Licensor of “Tiki Tan” Mark Alleges Infringing Use by Solarium and Solarium Bittersweet

South Bend, Indiana – An Indiana trademark attorney for Al Reasonover of Elkhart, Indiana sued in the Northern District of Indiana alleging that Solarium LLC of South Bend, Indiana (“Solarium”) and Solarium Bittersweet LLC of Elkhart, Indiana (“Solarium Bittersweet”) Tiki_Tan_No-background.pngcommitted trademark infringement of “Tiki Tan”, Trademark Reg. No. 2602388, which has been registered by the U.S. Patent and Trademark Office.

In this complaint for trademark infringement and unfair competition, Plaintiff Reasonover states that he operates tanning salons under the Tiki Tan Mark and that he also develops tanning salons operated by others to whom he licenses the use of the Mark for a fee. Among these licensees, claims Plaintiff, is Solarium.

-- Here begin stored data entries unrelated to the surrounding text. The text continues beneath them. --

PR #138, opened 2019-11-03
Add model quality tests

uponthesun:
No assertions on these tests since they're mainly intended to be run manually when tuning model quality, for now. They should still be run on PRs though so they don't get broken by refactors.

### DIFF
--- a/src/utils/fishData.js
+++ b/src/utils/fishData.js
@@ -915,3 +915,6 @@ export const initFishData = () => {
 };
 
 export const fishData = fishComponents;
+export {
+  MouthExpression,
+}
--- a/src/utils/fishData.js
+++ b/src/utils/fishData.js
@@ -104,7 +104,7 @@ export const FishBodyPart = Object.freeze({
   EYE: 6
 });
 
-const MouthExpression = Object.freeze({
+export const MouthExpression = Object.freeze({
   SMILE: 0,
   NEUTRAL: 1,
   FROWN: 2
@@ -915,6 +915,3 @@ export const initFishData = () => {
 };
 
 export const fishData = fishComponents;
-export {
-  MouthExpression,
-}
--- a/test/unit/qualityTest.test.js
+++ b/test/unit/qualityTest.test.js
@@ -117,6 +117,7 @@ const PartKey = Object.freeze({
 });
 
 const NUM_TRIALS = 1;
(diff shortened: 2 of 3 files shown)


src/utils/fishData.js
```diff
@@ -915,3 +915,6 @@ export const initFishData = () => {
 };
 
 export const fishData = fishComponents;
+export {
```
bethanyaconnor: You can just put `export` in front of the definition of `MouthExpression` on line 107.

test/unit/qualityTest.test.js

Reasonover asserts that, instead of displaying the Tiki Tan Mark as licensed, Solarium displays a service mark at its website reading “Tiki Tan by Solarium”. Reasonover also claims that, while he and Solarium entered into a licensing agreement that permitted Solarium to use the Mark only within a five mile territory around 4542 Elkhart Road, Elkhart, Indiana, Defendants Solarium and/or Solarium Bittersweet are operating additional tanning salons under the name “Tiki Tan” at 306 N. Bittersweet Road, Mishawaka, Indiana; 1290 E. Ireland Road, South Bend, Indiana and 215 E. University Drive, Granger, Indiana.

Plaintiff indicates that the licensing agreement neither permits Solarium to alter the Mark nor to use the Mark outside of the five mile territory around 4542 Elkhart Road, Elkhart, Indiana. He also claims that Solarium’s modification of the Mark to include its own name in connection with the promotion, sale and distribution of tanning salon services infringes on Plaintiff’s rights in his federally registered trademark, in violation of 15 U.S.C. Sec. 1114. Reasonover further alleges that Defendants’ actions are intended to cause, have caused, and are likely to continue to cause, confusion, mistake, deception among consumers, the public, and the industry as to whether Defendants’ services originate from, are affiliated with, sponsored by or endorsed by Plaintiff.

Finally, Defendants are accused of infringing the Mark intentionally, deliberately and willfully. The complaint, filed by an Indiana trademark lawyer, lists the following counts:

• Count I – Trademark Infringement – Injunctive Relief
• Count II – Trademark Infringement – Damages
• Count III – Common Law Trademark Infringement
• Count IV – Common Law Unfair Competition

Reasonover asks the court for:

• a finding that Defendants have violated 15 U.S.C. Sec. 1114; that Defendants have engaged in trademark infringement and unfair competition under the common law of Indiana; and that such conduct has damaged Plaintiff monetarily and in ways not adequately remedied by monetary damages alone;
• an injunction, preliminarily and permanently restraining Defendants from altering the registered Mark, “Tiki Tan,” in any way including but not limited to including the words “by Solarium” with the Mark; operating tanning salons at 306 N. Bittersweet Road, Mishawaka, Indiana; 1290 E. Ireland Road, South Bend, Indiana; or 215 E. University Drive, Granger, Indiana under the name “Tiki Tan”; engaging in any other activity constituting unfair competition with Plaintiff; and engaging in any other activity constituting trademark infringement or which deceives consumers or the public about the origin of services associated with Plaintiff;
• an order for corrective advertising;
• statutory damages or, alternatively, the disgorgement of all profits realized as a result of Defendants’ wrongful acts and also awarding Plaintiff its actual damages;
• a trebling of damages under 15 U.S.C. Sec. 1117;
• Plaintiff’s costs, attorney fees, investigatory fees, and expenses under 15 U.S.C. Sec. 1117; and
• pre-judgment interest on any monetary award.

Practice Tip: A trademark license may be granted by a licensor to a licensee to permit the licensee to use a trademark in a way that would otherwise infringe upon the licensor’s intellectual property rights. A license to use a trademark typically includes various restrictions. Those restrictions may include, among other things, limits on territory, term and manner of use.

The case was filed by Frank J. Agostino. The case was assigned to District Judge Philip P. Simon and Magistrate Judge Christopher A. Nuechterlein and assigned Case No. 3:14-cv-00235-PPS-CAN.